PR #541, opened 2023-10-20
migrate to storage schema 8

unclekingpin:


elpiel (approved):

elpiel:
Needs tests for the migration but we can add it later.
* * * *
● TO DO: Nothing should be left out. Reproduce all the entries precisely.

● OUTPUT BELOW:
PR #541, opened 2023-10-20
migrate to storage schema 8

unclekingpin:


elpiel (approved):

elpiel:
Needs tests for the migration but we can add it later.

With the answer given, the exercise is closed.